Há um provincianismo do pensamento do qual, como espécie, provavelmente jamais conseguiremos escapar por completo. Se hoje a maioria de nós tem visão ampla o bastante para não mais dividir o mundo, como fazia Aristóteles (384-322 AEC), entre “gregos” e “bárbaros” (estes últimos, incapazes de cultura e adequados para a escravidão), outros tantos ainda parecem presos – de modo mais ou menos consciente – à concepção de que o Universo é uma espécie de aldeia ampliada.

Essa ideia, da vila ou da família como microcosmo da Natureza, tem consequências tão graves quanto interessantes. Como o sucesso e a sobrevivência, dentro de uma estrutura social humana, dependem da capacidade de cada um de nós em afetar favoravelmente o comportamento das pessoas ao nosso redor – seja conquistando sua boa vontade, comprando seus serviços ou nos impondo pela força –, o mapeamento da aldeia sobre o Universo produz a imagem de um cosmo habitado por entidades que devem ser aduladas, conquistadas ou coagidas para que o indivíduo possa prosperar. Superstição, magia e religião são consequências lógicas desse quadro mental.

Outro efeito da projeção do provincianismo humano sobre o todo é a intuição profunda de que tudo serve a uma finalidade – todas as coisas e fenômenos têm “causas finais”, para voltar a Aristóteles: representam esforços em direção de alguma coisa.

E por que não? Atividades humanas têm finalidades, artefatos humanos são projetados e depois construídos para servir a algum fim, ter um propósito na vida é visto como algo desejável e indicador de sanidade mental. “Despropositado” é sinônimo de “absurdo”, e ações humanas que contrariam os propósitos explícitos de quem as pratica são vistas como sinal de hipocrisia ou de irracionalidade. E se o macrocosmo reflete o micro...

Boa parte do pensamento sobre evolução biológica que existia antes de Charles Darwin (1809-1882) e Alfred Russell Wallace (1823-1913) surgirem com a ideia de seleção natural girava em torno do conceito de finalidade.

Mais do que a herança de características adquiridas, por exemplo, a hipótese de evolução elaborada por Jean-Baptiste de Lamarck (1744-1829) distinguia-se da de Darwin por propor que os seres vivos buscavam, por uma espécie de “vontade própria”, ganhos de complexidade e sofisticação, aproximando-se gradualmente de um estado ideal.

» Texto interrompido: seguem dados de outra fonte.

PR #130, opened 2017-05-23
Fixedness

gasche:
I haven't fixed all the issues that @o- found in #128 yet, but this is a start.

I had to completely rewrite the "minimize lifetime" pass as it was broken in presence of multi-predecessor multi-successor edges (luckily, we have exactly one of those in the testsuite). See the commit message.

### DIFF
--- a/instr.ml
+++ b/instr.ml
@@ -129,6 +129,7 @@ type analysis_input = {
   formals : VarSet.t;
   instrs : instructions;
 }
+type analysis = analysis_input -> instructions option
 
 type heap_value =
   | Undefined
--- a/instr.ml
+++ b/instr.ml
@@ -125,11 +125,6 @@ type program = {
   main : afunction;
   functions : afunction list;
 }
-type analysis_input = {
-  formals : VarSet.t;
-  instrs : instructions;
-}
-type analysis = analysis_input -> instructions option
 
 type heap_value =
   | Undefined
--- a/transform_liveness.ml
+++ b/transform_liveness.ml
@@ -1,7 +1,8 @@
 open Instr
+open Types
 open Transform_utils
 
-let (insert_returns : analysis) = fun {formals; instrs} ->
+let (insert_returns : transform_instructions) = fun {formals; instrs} ->
   let stops = Analysis.stops instrs in
   let add_return pc =
     if not (List.mem pc stops) then Unchanged
@@ -16,7 +17,7 @@ let transform_with_prepass ~prepass transform = fun input ->
     | Some instrs -> {input with instrs} in
   transform input
 
-let add_drops : analysis =
+let add_drops : transform_instructions =
   let add_drops ({formals; instrs} as input) =
     (* assume [insert_returns] has run *)
     let scope = Scope.infer input in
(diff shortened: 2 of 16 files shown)


transform_liveness.ml
```diff
@@ -1,34 +1,46 @@
...
+    | _ -> InsertAfter [Return (Simple (Constant Nil))]
+  in Transform_utils.change_instrs add_return {formals; instrs}
+
+let transform_with_prepass ~prepass transform = fun input ->
+  let input = match prepass input with
+    | None -> input
+    | Some instrs -> {input with instrs} in
+  transform input
+
+let add_drops : analysis =
```
gasche: @aviralg this is the code I use to "add all drops" -- in this pass the idea is to first add all drops, and then hoist them as high as possible. We could easily apply that pass on all the codebase as a first preprocessing case. You would still have work to do as `return (x + y)` cannot drop `x, y`, and with your transformation into `result <- (x + y)` you can now drop them. But the only thing you have to do, after this pass here has run, is to compute the required_vars of the return expression, and drop those variables.

instr.ml
```diff
@@ -129,6 +129,7 @@ type analysis_input = {
   formals : VarSet.t;
   instrs : instructions;
 }
+type analysis = analysis_input -> instructions option
```
o-: i find `analysis` confusing. For me `analysis` is `analysis_input -> analysis_result` whereas this one is a transformation (ie. an analysis just looks at the code whereas a transformation creates new code).

transform_liveness.ml
```diff
@@ -1,34 +1,46 @@
...
-  let transform pc =
-    let keep_alive = keep_alive pc in
-    assert (pc < Array.length instrs);
-    let keep_alive_before = keep_alive_before pc in
-    let to_drop = VarSet.diff keep_alive_before keep_alive in
-    let drops = List.map (fun x -> Drop x) (VarSet.elements to_drop) in
-    if drops = []
-    then Unchanged
-    else Insert drops
+let (insert_returns : analysis) = fun {formals; instrs} ->
```
o-: why `analysis` instead of `transform_instructions`

o- (commented):
hi, so @mhyee  and I started looking at it. Thanks for working on this. I think we agree that the general approach is a very good idea. We did not have time to look at the changes to transform_livetime in detail. We'll try to find some more time to look at it.

transform_liveness.ml
gasche: Right now `transform_instructions` is defined in `Transform` which itself depends on all `Transform_*` modules, so that would create a cyclic dependency. We could have a `Transform_types` module that just export relevant types and type synonyms.

mhyee (changes requested):
I looked at the details of the transformation, and it looks good. It's pretty straightforward!

This should also fix many of the issues I've been running into (poor error messages, scoping issues) while implementing the vector example. Thanks!

I'm marking this as "request changes" because some of the tests are failing with Travis.

transform_liveness.ml
o-: I see. I wonder why it worked in the first place. Transform_types.ml sounds like a good idea.

gasche:
Thanks, I fixed the test failure.

transform_liveness.ml
gasche: I updated the pr with a `Types` module with non-Instr-specific type definitions.

mhyee (approved):

o-:
merci beaucoup

gasche:
Prego.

Ainda no início do século 19, a escola da “anatomia transcendental” propunha que as homologias – estruturas anatômicas semelhantes – entre o ser humano e outros animais representavam a busca pela natureza de uma forma ideal: se hoje as homologias são entendidas como pistas sobre o passado, sinais de ancestralidade comum, antes de Darwin eram interpretadas como evidência de um plano, talvez de um vislumbre de futuro. Cada estrutura homóloga seria uma tentativa diferente de atingir a meta estética da Natureza.

Muitos anatomistas transcendentais buscavam, da dissecação de corpos humanos e de outros animais, e na comparação entre as estruturas e níveis de desenvolvimento encontrados, a chave para os segredos mais íntimos da vida e as leis últimas da natureza. No imaginário popular e até na mente de vários cientistas da época, a anatomia de 200 anos atrás ocupava um espaço muito semelhante ao que a genética ocupa hoje. Não é por acaso que Victor Frankenstein encontrou o segredo da criação da vida conduzindo pesquisas em sepulcros e necrotérios.

Depois de Darwin, o pensamento finalista foi, ao menos formalmente, substituído pelo de pressão seletiva: não é que o indivíduo ou a espécie (ou a Natureza) busquem ou almejem algo; é o ambiente que, atuando sobre a variação fenotípica natural, conduz a espécie por certos caminhos.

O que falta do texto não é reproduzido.